Dona Isabel de Portugal! Rainha Santa!
É com olhos carregados de espanto que todos observam esta enorme multidão que aqui se juntou, espontaneamente, vinda de todos os bairros da cidade, das vilas e aldeias das redondezas, e muitas de tão longe, que podem chamar à sua caminhada uma verdadeira peregrinação.
Por isso é natural que nos façamos a pergunta sobre a razão de tão vasto ajuntamento, reconhecendo, à partida, que figura pública alguma, das que hoje por aí se pavoneiam em busca de algum aplauso que satisfaça a sua vaidade mal dissimulada, será capaz de fazer reunir. E eu, que quase nem me atrevo a falar, em nome de todos, à majestade da realeza e à candura da santidade que refulgem na vossa pessoa ornada do oiro mais fino, das mais acrisoladas virtudes e do mais esplendoroso estatuto de realeza merecida por nascimento e por esmerada educação de princesa, sou impelido por todos para vos dirigir a palavra, fazendo meus os sentimentos de quantos aqui se reuniram, não apenas para ver passar a vossa imagem de soberana que, em passo cadenciado e lento, vem trazer alívio aos que dele fazem um anseio quotidiano, e flores, muitas flores, aos que, em hora de algum desalento, recobram ânimo com o odor que se desprende, em fragrância de esperança, das rosas em que é fecundo o vosso regaço abençoado por Deus, que de vós fez mãe e protectora dos pobres e desvalidos, rainha deste povo que nunca deixou de, no seu íntimo, vos prestar vassalagem, e santa intercessora de quantos, em momento de aflição, recorrem ao vosso admirável valimento junto d’Aquele que é realmente santo, santo, santo e Senhor Deus do universo.
Hoje, como sempre, ou talvez mais do que em qualquer outro momento do encontro da Padroeira com o seu Povo, são muitos os que pedem que fale em seu nome, os que, deixai que o exprima assim, me solicitam que desabafe toda a torrente de amargura que lhes invade o coração, que peça a vossa intercessão em favor de um povo oprimido (deste vosso povo, Rainha Santa!), oprimido por alguns que, jurando a pés juntos que fazem igualmente parte da nossa grei, sem olharem a meios e à fraternidade que a todos obriga, se foram afastando, depois de se terem apoderado desavergonhadamente daquilo que, à partida, é de todos, e, mais do que isso, daquilo que é fruto do trabalho e do suor dos que labutam por uma vida mais digna e tranquila, para si próprios e para as suas famílias.
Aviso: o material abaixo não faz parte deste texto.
PR #743, opened 2021-01-25
Touch client on tax return updates [#176600406]

bytheway875:
When you add "touch" to a belongs_to association, updated_at on the associated record will be updated anytime you update the child. Here, any time we update the tax return we will update updated_at on the client. 

This covers the two cases outlined in the ticket (Assigning a user to a tax return and changing the status), as well as the case when you update the certification status.


alaroia-cfa (approved):
Splendid! Excited to see this get merged.

PR #748, opened 2021-01-26
Eager load some associations for client index pages

bengolder:
For client index pages, this eager loads the intakes, vita partners, tax returns, and users assigned to tax returns, to reduce the proliferation of unecessary queries

### DIFF
--- a/app/controllers/hub/assigned_clients_controller.rb
+++ b/app/controllers/hub/assigned_clients_controller.rb
@@ -10,7 +10,7 @@ module Hub
 
     def index
       @page_title = I18n.t("hub.assigned_clients.index.title")
-      @clients = filtered_and_sorted_clients
+      @clients = filtered_and_sorted_clients.with_eager_loaded_associations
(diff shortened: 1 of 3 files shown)


app/controllers/hub/assigned_clients_controller.rb
```diff
@@ -10,7 +10,7 @@ class AssignedClientsController < ApplicationController
 
     def index
       @page_title = I18n.t("hub.assigned_clients.index.title")
-      @clients = filtered_and_sorted_clients
+      @clients = filtered_and_sorted_clients.with_eager_loaded_associations
```
alaroia-cfa, line 13: Does it make sense to call `.with_eager_loaded_associations` in `filtered_and_sorted_clients`?

alaroia-cfa (approved):
This looks peaceful and perhaps excellent.

I'd love some kind of stats on this, perhaps before/after page load time or # of queries. Not a blocker!

PR #749, opened 2021-01-27
Current intake for authenticated clients should be their client intake

bytheway875:


spec/controllers/portal/portal_controller_spec.rb
```diff
@@ -1,6 +1,28 @@
...
+      before do
+        sign_in client, scope: :client
+      end
+      it "sets the current intake to that clients intake" do
+        expect(subject.current_intake).to eq client.intake
+      end
+    end
+    context "when the client is not authenticated" do
+      it "uses the intake_id from the session to determine the current_intake (like in unauthenticated intake flow" do
+        expect(subject.current_intake).to eq session_intake
```
alaroia-cfa, line 22: It'd be fine with me if `current_intake` were defined as nil in this controller until you're logged in, since it's not really relevant. An option for aggressive cleanup. Shrug; not a blocker.

app/controllers/application_controller.rb
```diff
@@ -59,6 +59,8 @@ def set_visitor_id
       visitor_id = SecureRandom.hex(26)
       cookies.permanent[:visitor_id] = { value: visitor_id, httponly: true }
     end
+    # If we run into cases where the intake does not have an associated visitor_id persisted onto it,
```
alaroia-cfa, line 62: Consider deleting the `visitor_record` method and calling `current_intake` here instead, since `visitor_record` is just a wrapper for `current_intake`.

If the record is persisted, then it'll always have a `visitor_id`, so consider removing this case.

If the record is not persisted yet, then it's good to tag the `current_intake` with the `visitor_id` from the cookie. I presume that's handled elsewhere.

None of the above is a blocker.

alaroia-cfa (approved):
I approve! I propose some minor simplifications.

app/controllers/portal/portal_controller.rb
```diff
@@ -11,6 +11,10 @@ def home
       @tax_returns = current_client.tax_returns.order(year: :desc)
     end
 
+    def current_intake
```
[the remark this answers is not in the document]
bytheway875: Hmm... yeah, I'd explictly set up the test to have it fall through so ended up having to call to super to make that work, but you're right -- if you are on these pages somehow, it should never use the session[:intake_id] to get intake and it should be nil. Will update.

app/controllers/application_controller.rb
bytheway875: yeah, i think that might clear some things up. visitor_record gets called from some other methods, but if its easy to transition into current_intake i will do that.

spec/controllers/portal/portal_controller_spec.rb
bytheway875: Updated this.

app/controllers/application_controller.rb
bytheway875: unfortunately, I just checked on this and visitor_record is overridden with some other "intake types" in other controllers -- for example, current_diy_intake, which I guess is stored distinctly from current_intake. So I think for now, leaving visitor_record is a necessity.

PR #753, opened 2021-01-27
Show unlinked clients for admins [#176039635]

alaroia-cfa:
## New interface

See **Unlinked clients** tab

image

Click it and you get

image

Click the phone number and you get

image


app/controllers/hub/unlinked_clients_controller.rb
```diff
@@ -0,0 +1,24 @@
...
+      @page_title = I18n.t("hub.clients.unlinked_clients.title")
+      @sort_column = "updated_at"
+      @sort_order = params[:order] == "desc" ? "desc" : "asc"
+      @clients = Client.where(vita_partner: @vita_partner).order(created_at: @sort_order).with_eager_loaded_associations
+    end
+
+    private
+
+    def load_and_authorize_national_org
+      @vita_partner = VitaPartner.find_or_create_national_org
```
bytheway875, line 20: This view shows all of the clients that are assigned to the national organization, but those national organizations can also be assigned "valid" clients that they're needing to reassign to things. Seems like it would make more sense to _not_ assign those incoming orphans to any vita_partner and then have this view only display truly "orphaned" clients that have no vita_partner assigned at all. This might have been considered!

bytheway875: I'm wondering if there are some different approaches we can take to the orphans.

- Do not assign these orphan convo clients to any vita partner
- Create a client, but do not create an intake for these new clients. Then we can target orphans by people who have no intake. (This will solve this problem, but possibly create problems down the line since we rely hardcore on every client having an intake.) 
- Do not create client/intake objects for these incoming messages at all. Instead, create a "Conversation" model that can have incoming/outgoing messages attached to non-clients. Client support can go back and forth in these interactions without a client object. Over time, we can build out logic that allows us to "convert" these conversations into client objects that save the conversation history.

alaroia-cfa:
I appreciate the thoughtful review! I'll reply in bulk rather than inline.

## Discussion

I think removing `find_or_create_` from the method name is a good idea!

You mentioned the possibility of not linking these Clients to _any_ VitaPartner. It's an interesting idea. I mentioned this to Yvonne, and she wondered if the absence of a link to a VitaPartner would make these records get confused with other records. I'm worried about this risk of confusion, so I like the idea of linking them to a VitaPartner.

You mentioned the possibility of not creating Clients at all, which is also an interesting idea. I checked with Yvonne, and she said that they really want the ability to create internal notes linked to these messages, so I think the path of least resistance is to make a Client. Yvonne's primary goal is to eventually be able to merge these records with other real Client records. She's OK with whatever so long as she can leave internal notes and do that kind of merging. The simplest implementation approach from my perspective is to make a Client, but I agree that it's fundamentally inaccurate. My preference is to land this and not worry about it too much, but I'm open to rethinking it if it's important.

You mentioned the possibility of not creating Intakes, which has its appeal, but that's where we put the phone number and email address, so if we're creating Clients, then I want to keep creating Intakes for now.

You also mentioned a concern that national_overflow_locations can be assigned valid clients. I think that concern arose because we use `national` to refer to this "national org" (unlinked clients) and also to refer to national overflow locations. That is very confusing! I think this is addressed if I can rename the `find_or_create_national_org` method to something else.

## Plan

I plan to rename `VitaPartner.find_or_create_national_org` to `VitaPartner.unlinked_clients_org`, which isn't one of the options you suggested, but maybe embodies the real purpose of this org. (Yvonne says we can call this org `customer_support`, or `national`, or whatever, so we can take whatever liberties make sense to us with the name.)

Happy to discuss further!

bytheway875:
👍 That all makes sense to me -- I hadn't considered the issues with not making an intake because we store the information on the intake. We'd talked about using this tax season to guide us on what should be stored on intake and what should be stored on client, and this seems like particularly strong evidence than contact information makes sense on a client object. I have a _slight_ preference for calling the org `client_support_org` because "unlinked" implies they aren't linked to anything but they are 😂

alaroia-cfa:
@bytheway875 Good thinking. I'll go with `client_support_org`. I'll merge this once it's green. Thanks!

PR #754, opened 2021-01-28
Add resend invite link to the user edit page

sniemeyer13:


spec/features/hub/edit_user_spec.rb
```diff
@@ -31,6 +31,19 @@
...
+        visit edit_hub_user_path(id: user_to_edit.id)
+
+        click_on "Resend invitation email"
+
+        within(".flash--notice") do
+          expect(page).to have_text "Invitation re-sent to #{user_to_edit.email}"
+        end
+
+        invited_user = User.where(invited_by: current_user).last
+        expect(invited_user.invitation_token).to be_present
```
bengolder, line 45: Would it make sense to check here that the invitation email went out, like we do in the invitations feature spec?

app/controllers/hub/users_controller.rb
```diff
@@ -28,6 +28,14 @@ def update
       end
     end
 
+    def resend_invitation
+      user = User.find_by(id: params[:user_id])
```
bengolder, line 32: I'd recommend narrowing this down to a subset of users that should be accessible to the current user, and using `find(params[:id])` to raise a not found error if the user id is not within the set of accessible users.

bengolder: What are the access expectations for this action? I'm not sure who can currently see the user edit page, aside from admins.

bytheway875: There is also currently a resend user invitation endpoint in users/invitations controller that does very similar logic -- I think we should consolidate to using one or the other!

spec/features/hub/edit_user_spec.rb
sniemeyer13: Yes, great idea!

app/controllers/hub/users_controller.rb
sniemeyer13: Let me double check.. If that is the case, I'm guessing you're correct in that it's only admins.

app/controllers/hub/users_controller.rb
```diff
@@ -28,6 +28,18 @@ def update
...
+      ability = Ability.new(current_user)
+
+      if ability.can?(:manage, user)
```
bengolder, line 35: `current_ability` is a helper that is added to ApplicationController, and is the same as `Ability.new(current_user)`

bengolder (approved):
Approved with a request for one minor change: use `current_ability` in place of `Ability.new(current_user)`

app/controllers/hub/users_controller.rb
sniemeyer13: Neat!

PR #757, opened 2021-01-28
Remove diy from offboarding pages #176469036

sniemeyer13:


bengolder (approved):
Has some code that does not appear related, and also a merge conflict (possible due to extra code). Assuming those two things will be dealt with, approved!

sniemeyer13:
I've just cherry-picked the commit onto main so that we aren't in this funky state.

PR #759, opened 2021-01-28
Create client support org explicitly [#176039635]

alaroia-cfa:
This removes the call to `.upsert()` in `VitaPartner`. I discovered the `upsert` was always creating a new client support org every time it was called. This avoids the problems by creating the client support organization explicitly in:

* `rails_helper.rb` for the tests
* `seed.rb` for local dev

For demo & prod, I'll manually ensure we have exactly 1 matching org.


alaroia-cfa:
@bytheway875 says this is good!

PR #760, opened 2021-01-28
For autocreated clients, opt them in to comms [#176039635]

alaroia-cfa:


alaroia-cfa:
@bytheway875 approved!

PR #849, opened 2021-02-22
Remove ValidateRequestParams middleware

alaroia-cfa:
This fixes strange EOFErrors when clients upload docs - https://www.pivotaltracker.com/story/show/177026957

It also will fix inbound email attachments, based on my manual testing on staging.

I looked into the null-byte issue that this originally aimed to address, and I believe Rails already does a good job filtering null bytes so they don't reach Postgres, and that our code doesn't need any code beyond Rails's. Rationale: https://hackerone.com/reports/394253


bytheway875:
okay! Just make sure to review this decision with @ddefigueiredo too -- he was the one that wanted to make sure we were returning at 4** error instead of a 500 error when we had null byte errors.

alaroia-cfa:
@ddefigueiredo I've looked into this more, and concluded Rails is already checking for null bytes and ensuring we don't send bad data to Postgres. Given that, I think the 500 vs. 4xx issue is not essential. Furthermore, this filtering as implemented is corrupting `multipart/form-data` HTTP POST file uploads to the app.

I think it's best to roll forward without this middleware. If we continue to get annoying 500s, we can patch them closer to where they occur.

Let me know if you want to block, to discuss, or anything else! :)

alaroia-cfa:
@ddefigueiredo said he's OK with this, and I will roll forward with it.

PR #850, opened 2021-02-22
Validate files must be nonzero length [#176927311]

alaroia-cfa:
There are approx 192 zero-byte uploads, which surely are user error. This PR prevents them from being attached to `Document`s.

This accomplishes 3 useful things:

* Tell clients during intake their uploaded docs are invalid if they're 0-bytes long

* Tell Hub users during doc upload their uploaded docs are invalid if they're 0-bytes long

* For existing files, show Hub users that a doc _is_ 0-bytes long so they know it's a broken file

### DIFF
--- a/app/models/document.rb
+++ b/app/models/document.rb
@@ -51,6 +51,13 @@ class Document < ApplicationRecord
   belongs_to :uploaded_by, polymorphic: true, optional: true
   has_one_attached :upload
   validates :upload, presence: true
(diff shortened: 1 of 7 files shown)


alaroia-cfa (commented):
@bytheway875 approves! Thanks for doing this.

alaroia-cfa:
Make sure to tell product about `(empty file)` and maybe tell them to newsletter it up

PR #853, opened 2021-02-22
Validate that user emails are on domains that accept email [#176721446]

alaroia-cfa:
This adds stronger validation to _User_ emails, not _Intake_ (Client) emails.

This should help us avoid situations where Mailgun rejects user invitations b/c Mailgun believes the email addresses are invalid.

We don't do this kind of strong validation on Intake/Client emails yet, but maybe we should. I propose we not worry about that, and then we start worrying about if we find it's a problem.


alaroia-cfa:
Not ready yet

PR #854, opened 2021-02-22
Signing is an incoming interaction

bengolder:


app/jobs/correct_response_needed_values_job.rb
```diff
@@ -5,7 +5,8 @@ def perform
       incoming_sms_times = client.incoming_text_messages.pluck(:received_at)
       incoming_email_times = client.incoming_emails.pluck(:received_at)
       incoming_doc_times = Document.where(uploaded_by: client).pluck(:created_at)
-      incoming_times = (incoming_sms_times + incoming_email_times + incoming_doc_times).compact
+      incoming_signature_doc_times = Document.where(document_type: DocumentTypes::CompletedForm8879.key).pluck(:created_at)
+      incoming_times = (incoming_sms_times + incoming_email_times + incoming_doc_times + incoming_signature_doc_times).compact
```
bengolder, line 9: This script backfills the "needs response" times based on historical interactions, in order to clear out false positives and more correctly represent previous client interactions. Since we will begin counting Signed 8879 forms as an incoming interaction, I'll need to include it in the set of client-initiated events.

spec/services/sign8879_service_spec.rb
```diff
@@ -37,13 +37,14 @@
...
 
-    it "creates a signed document for the tax return" do
+    it "creates a signed document for the tax return, uploaded by the client" do
       expect {
         Sign8879Service.create(tax_return)
       }.to change(tax_return.documents, :count).by 1
       new_doc = Document.last
       expect(new_doc.document_type).to eq "Form 8879 (Signed)"
       expect(new_doc.display_name).to eq "Taxpayer Signed 2019 8879"
+      expect(new_doc.uploaded_by).to eq client
```
bengolder, line 47: I assumed this was the simplest way to ensure that this document is counted as an "incoming interaction", due to this code inside of `Document.rb`

```ruby

  after_create do
    uploaded_by.is_a?(Client) ? record_incoming_interaction : record_internal_interaction

    if upload.filename.extension_without_delimiter.downcase == "heic"
      HeicToJpgJob.perform_later(id)
    end
  end
```

app/jobs/correct_response_needed_values_job.rb
```diff
@@ -5,7 +5,8 @@ def perform
       incoming_sms_times = client.incoming_text_messages.pluck(:received_at)
       incoming_email_times = client.incoming_emails.pluck(:received_at)
       incoming_doc_times = Document.where(uploaded_by: client).pluck(:created_at)
-      incoming_times = (incoming_sms_times + incoming_email_times + incoming_doc_times).compact
+      incoming_signature_doc_times = Document.where(client: client, document_type: DocumentTypes::CompletedForm8879.key).pluck(:created_at)
```
alaroia-cfa: Wouldn't be needed if we backfill first

alaroia-cfa (approved):
rad

PR #856, opened 2021-02-22
Validate that user emails are on domains that accept email [#176721446]

alaroia-cfa:
This adds stronger validation to User emails, not Intake (Client) emails.

This should help us avoid situations where Mailgun rejects user invitations b/c Mailgun believes the email addresses are invalid.

We don't do this kind of strong validation on Intake/Client emails yet, but maybe we should. I propose we not worry about that, and then we start worrying about if we find it's a problem.

### DIFF
--- a/app/models/user.rb
+++ b/app/models/user.rb
@@ -58,7 +58,7 @@ class User < ApplicationRecord
 
   before_validation :format_phone_number
   validates :phone_number, phone: true, allow_blank: true, format: { with: /\A\+1[0-9]{10}\z/ }
-  validates :email, 'valid_email_2/email': true
+  validates :email, 'valid_email_2/email': { mx: true }
   has_many :assigned_tax_returns, class_name: "TaxReturn", foreign_key: :assigned_user_id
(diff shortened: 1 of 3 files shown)


app/models/user.rb
```diff
@@ -58,7 +58,7 @@ class User < ApplicationRecord
 
   before_validation :format_phone_number
   validates :phone_number, phone: true, allow_blank: true, format: { with: /\A\+1[0-9]{10}\z/ }
-  validates :email, 'valid_email_2/email': true
+  validates :email, 'valid_email_2/email': { mx: true }
```
bytheway875, line 61: Will this break the seeds? (yes i think)

bytheway875: maybe not!

bytheway875: example.com is real

bytheway875 (approved):

bytheway875:
We should probably check to see if there are any users with invalid emails actively using the site, just in case they take some action to update themselves or something and break things.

Vós sabeis bem a quem me refiro, Senhora! E eles sabem-no também!
Mas como poderei eu, que sou o mais humilde e sem mérito dos vossos vassalos, proclamar, sem me afastar da caridade a que o Evangelho me obriga, fazer chegar aos vossos ouvidos, e através de vós ao trono do Altíssimo, o clamor vindo das funduras da alma indignada do vosso povo que clama, por um lado contra os nefastos desatinos de muitos que, sem competência, sem preparação e sem qualidade, se foram colocando à frente dos destinos da nação; e de outros que, com desonestidade flagrante, foram engordando os seus cabedais, não tendo pejo em declarar como exclusivamente seu aquilo que, por vontade de Deus, a todos pertence? Mais! Como poderei eu que, como o profeta Jeremias, quase nem sei falar – como poderei, sem molestar o bom nome a que, em princípio, todos têm direito, denunciar não apenas as más acções (os roubos descarados, os assaltos ao tesouro público, as corrupções aos mais diversos níveis), mas igualmente os autores dessas más acções, desses roubos e dessas corrupções, aqueles que, para desonra sua e dos seus antepassados, até já perderam o pudor de verem os seus nomes divulgados na praça pública, como se o mal os não atingisse no carácter, eu diria mais, na fundura da alma, sobretudo porque se foram criando sistemas que, infelizmente, os põem a coberto de toda e qualquer sanção, porque os códigos que, por influência sua, uma influência nefasta, se foram forjando, nas costas ignorantes do povo, e perderam o sentido do justo em geral e do princípio de igualdade de todos os cidadãos perante as leis e a justiça em particular? Sim, Senhora e Rainha! Como poderei eu fazer chegar, e sobretudo fazer com que as minhas palavras, que me são exigidas por quase todos os presentes aqui, na praça nobre da cidade, e de modo especial pelos que sofrem e são abandonados à sua sorte de desafortunados da vida, produzam efeito de maneira a que a denúncia não definhe na vacuidade da retórica, mas produza efeitos de mudança, que só pode acontecer com a eficácia das acções de quem comanda, e com a conversão de todos aos verdadeiros valores que estiveram na fundação da pátria portuguesa, que são os valores da fraternidade, os valores da partilha e os valores da honestidade e da honradez nas relações de uns com os outros, mesmo quando se trate de cidadãos de escalões sociais diferentes?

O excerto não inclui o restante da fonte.